Records for processing:
Issue #22, opened 2015-10-05
Definition parameter +no_defs crashes pyproj


ReallyNiceGuy:
Any definition parameter without an '=' will actually crash the logic on __init__.py, line 698:
  File "/usr/local/lib/python2.7/dist-packages/pyproj/__init__.py", line 698, in __new__
    k,v = kvpair.split('=')

The definition I used was: +proj=merc +a=6378137 +b=6378137 +lat_ts=0.0 +units=m +nadgrids=@null +no_defs +x_0=5113560.997131 +y_0=2662158.879021

micahcochran:
I'm running pyproj 1.9.4.

```python
from pyproj import Proj, transform

p_grid = Proj('+proj=merc +a=6378137 +b=6378137 +lat_ts=0.0 +units=m +nadgrids=@null +no_defs +x_0=5113560.997131 +y_0=2662158.879021')
p_wgs = Proj('+init=epsg:4326')
transform(p_wgs, p_grid, -87.6, 34.5, 0)

>>>  (-4626894.447280438, 6758297.919468232, 0.0)
```
I tried transforming a point to that projection and it gave me output and didn't crash.  I couldn't replicate this.

Could you give a code sample that demonstrates the crash?

ReallyNiceGuy:
import pyproj
g=pyproj.Geod("+proj=merc +a=6378137 +b=6378137 +lat_ts=0.0 +units=m
+nadgrids=@null +no_defs +x_0=5113560.997131 +y_0=2662158.879021")
Traceback (most recent call last):
  File "<stdin>", line 1, in <module>
  File "/usr/local/lib/python2.7/dist-packages/pyproj/__init__.py", line
697, in __new__
    k,v = kvpair.split('=')
ValueError: need more than 1 value to unpack


Version 1.8.9, but the crashing code is the same

micahcochran:
Using that Proj.4 definition in `Geod()` on version 1.9.4 raises a ValueError exception.

With the exception of +a= and +b= parameters, everything else in that string is nonsensical input for `Geod()`.  What should pyproj when given input that is a valid Proj.4 string, but not valid for defining an ellipse?  My hunch is that it should ignore the invalid parameter, which is what it seems to do for all the other Proj.4 parameters.

ReallyNiceGuy:
I guess that the library already ignores it. We should check if the
parameter contains an '=' before splitting it. I don't know what to do with
the parameter after that, as it expects a pair for every one.

[...]

PR #23, opened 2015-10-06
Don't pass valueless parameters to Geod

ReallyNiceGuy:
As the code uses a dict to pass parameters, it tries to split
every parameter into name and value. If a valueless parameter
is given, ex: +no_defs, it breaks the split.
We can safely ignore any parameter that is not +a and +b, so
the easiest workaround for this issue is to just ignore the
problematic parameter


micahcochran:
This is fix for Issue #22 

:+1:

PR #24, opened 2015-10-09
Some unit testing fixes

micahcochran:
These commits:
1. Add a unit test for passing +no_def to Geod()  -> Pull #23 (already committed) which was reported in Issue #22
2. Add README.md documentation about new unit tests.
3. Fix for a type equals string bug in `Proj.__new__()` that was causing unittest testProjAwips221 to fail.  More info in commit message "String type test fix". (The way I did this requires the six package.)

This adds six as a required package, which may not be worth it for the single line that was fixed.  I am willing to redo this to support Python 2 & 3 without six, if preferred.  Requiring six will make Python 2.6 or greater a requirement.  There should probably be some discussion about requiring six.


micahcochran:
If i remove the requirement for six to fix  (3), would you be more apt to commit this patch?

jswhit:
yes, please remove the requirement for six

micahcochran:
I'm going to close this PR and split it into two branches "unit-testing-b" and "string-type-test" and submit 2 PRs.

PR #30, opened 2015-11-13
Fix for string type test

micahcochran:
This line in `Proj.__new__()` to test if `projparms` is a string was always true because `or unicode` statement short circuited the logic. This would cause projparms as a dictionary to be passed to projstring.  That caused the projstring.count() to fail, because dictionaries don't have that function.

I recoded this so that the six package is NOT needed.

This problem was discovered because the unittest testProjAwips221 was failing.


micahcochran:
Thanks.

PR #39, opened 2015-12-11
update proj4 source code and data to latest github master

jswhit:
add PJ_hammer.c.diff patch for inverse hammer transform.


jswhit:
PJ_hammer.c now included in proj4 git master, so building against a pre-installed proj4 lib is no longer a problem.

micahcochran:
Thank you!  It looks like this should be released in the v4.9.3 release of proj4.

Issue #43, opened 2016-01-14
segmentation fault in test run after building without bundled proj sources


jdkloe:
I encountered an issue for the case when the pyproj module is build without the bundled proj sources. In this case the test run: python -c 'import pyproj;pyproj.test()'
ends with an ugly segmentation fault.

After some digging around I found that this is caused by the fact that my system (Fedora 23) has proj version 4.9.1 which does not have the inverse function for the hammer projection available. The same happens on Fedora rawhide(24) which has proj version 4.9.2
The segmentation fault happens at the call:
    projlonlatout = pj_inv(projxyin,self.projpj)
on line 204 of the file _proj.pyx
The root cause is the fact that the inverse function is called through a pointer in the self.projpj object, and the cython code does not check if this function pointer is defined or not (actually I don't even know if this is possible inside cython, maybe a little additional c-code is needed to do this).

Anyway, it would be nice if some safety check coul;d be added to pyproj to let it safely run for older external proj versions. Of course the problem will go away when proj 4.9.3 is released, as mentioned in issue #19 but I have no idea when that will happen.

jdkloe:
I have disabled the inverse hammer projection test in the rpm build for fedora, and after this all remaining tests run fine for rawhide (upcoming fedora 24). This one will have proj version 4.9.2
For fedora 23, which has proj version 4.9.1, there are 2 failing tests related to the hammer projection (both for python2 and python3). See the details in this log file:
https://kojipkgs.fedoraproject.org//work/tasks/1374/12551374/build.log
I guess this also is related to the missing inverse hammer in these proj versions.

The output for the failing tests is:
Trying:
    p = Proj(proj='hammer') # hammer proj and inverse
Expecting nothing
**********************************************************************
File "/builddir/build/BUILDROOT/pyproj-1.9.5.1-1.fc23.x86_64/usr/lib64/python3.4/site-packages/pyproj/__init__.py", line 324, in pyproj.Proj.__new__
Failed example:
    p = Proj(proj='hammer') # hammer proj and inverse
Exception raised:
    Traceback (most recent call last):
      File "/usr/lib64/python3.4/doctest.py", line 1318, in __run
        compileflags, 1), test.globs)
      File "<doctest pyproj.Proj.__new__[20]>", line 1, in <module>
        p = Proj(proj='hammer') # hammer proj and inverse
[...]

PR #44, opened 2016-01-16
fix segmentation fault

jdkloe:
add a check to ensure inverse projection is defined, before calling it (needed to prevent segfaults for proj versions 4.9.2 and before).

This solves issue #43 on my system. The inverse call now throws a proper python exception if the inverse projection is not defined, in the case that the module is build without bundled proj sources.

### DIFF
--- a/_proj.pyx
+++ b/_proj.pyx
@@ -26,6 +26,15 @@ cdef extern from "geodesic.h":
                double lat1, double lon1, double lat2, double lon2,\
                double* ps12, double* pazi1, double* pazi2)
 
+# define part of the struct PJconsts from projects.h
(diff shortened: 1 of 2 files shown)


micahcochran:
Would you mind adding a unit test for this?

jdkloe:
Sure, I just added some test code that shows the segmentation fault for the unpatched pyproj version when build with unbundled proj version 4.9.1 or 4.9.2. When the patched _proj.pyx from this pull request is applied all tests pass. Currently it does 135 tests, 1 for each projection, but if this is too much, its easy to do all tests in a single test as well.

micahcochran:
Thanks!

PR #45, opened 2016-01-17
PROJ.4 project appears to have moved

stestagg:
The links in this file point to the old trac server, whereas PROJ.4 is now maintained on github


micahcochran:
The HTML files are generated from the source code using [epydoc](http://epydoc.sourceforge.net/).  The best way to accomplish this is to replace all of the trac hyperlinks in `lib/pyproj/__init__.py`.  The docs should be regenerated during the next release.

jswhit:
I've fixed those URLs, and a few others, in github master.

micahcochran:
Thanks @stestagg and @jswhit

PR #49, opened 2016-01-27
setup.py: Parse version from _proj.pyx

micahcochran:
This makes _proj.pyx have the only copy of `__version__`.  The with statement requires Python 2.5.  If desired, I'll refactor the code for Python 2.4 support.  My intent is to remove one step from the process of updating the version number.

Here's what pip outputs:
```
C:\Users\mcochran\github\pyproj>pip install .
Processing c:\users\mcochran\github\pyproj
Installing collected packages: pyproj
  Running setup.py install for pyproj ... done
Successfully installed pyproj-1.9.5.1
```

Looks like pip recognizes the version number.

### DIFF
--- a/setup.py
+++ b/setup.py
@@ -86,15 +86,14 @@ else:
     datafiles = [os.path.join('data',os.path.basename(f)) for f in datafiles]
     package_data = {'pyproj':datafiles}
 
-# store pyproj version information (from _proj.pyx) in version variable
+# retreive pyproj version information (stored in _proj.pyx) in version variable
 # (taken from Fiona)
 with open('_proj.pyx', 'r') as f:
     for line in f:
         if line.find("__version__") >= 0:
-            version = line.split("=")[1].strip()
-            version = version.strip('"')
-            version = version.strip("'")
-            continue
+            # parse __version__ and remove surrounding " or '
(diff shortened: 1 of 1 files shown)


setup.py
```diff
@@ -85,12 +86,21 @@
...
     package_data = {'pyproj':datafiles}
 
+# store pyproj version information (from _proj.pyx) in version variable
+# (taken from Fiona)
+with open('_proj.pyx', 'r') as f:
+    for line in f:
+        if line.find("__version__") >= 0:
+            version = line.split("=")[1].strip()
+            version = version.strip('"')
+            version = version.strip("'")
```
ocefpaf: Instead of calling strip twice you can do `version = version.strip()[1:-1]`.  Also, I'd rather use `break` than continue, you do not need to keep looking the rest of the file :wink:

:+1: BTW

micahcochran: Thanks for reviewing.  Good suggestions.  

I must admit `version = line.split("=")[1].strip()[1:-1]` is a bit on the cryptic side.  I guess we can say that there is magic inside.  :tophat: :rabbit2:

I'll revise once jswhit comments. Thanks.

micahcochran:
Thank you.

What is needed: Looking back over the data above, restate word for word the lines that begin at the line with "I recoded this" and end at the line with "on line 204 of the file _proj.pyx", inclusive.

Exercise answer:
I recoded this so that the six package is NOT needed.

This problem was discovered because the unittest testProjAwips221 was failing.


micahcochran:
Thanks.

PR #39, opened 2015-12-11
update proj4 source code and data to latest github master

jswhit:
add PJ_hammer.c.diff patch for inverse hammer transform.


jswhit:
PJ_hammer.c now included in proj4 git master, so building against a pre-installed proj4 lib is no longer a problem.

micahcochran:
Thank you!  It looks like this should be released in the v4.9.3 release of proj4.

Issue #43, opened 2016-01-14
segmentation fault in test run after building without bundled proj sources


jdkloe:
I encountered an issue for the case when the pyproj module is build without the bundled proj sources. In this case the test run: python -c 'import pyproj;pyproj.test()'
ends with an ugly segmentation fault.

After some digging around I found that this is caused by the fact that my system (Fedora 23) has proj version 4.9.1 which does not have the inverse function for the hammer projection available. The same happens on Fedora rawhide(24) which has proj version 4.9.2
The segmentation fault happens at the call:
    projlonlatout = pj_inv(projxyin,self.projpj)
on line 204 of the file _proj.pyx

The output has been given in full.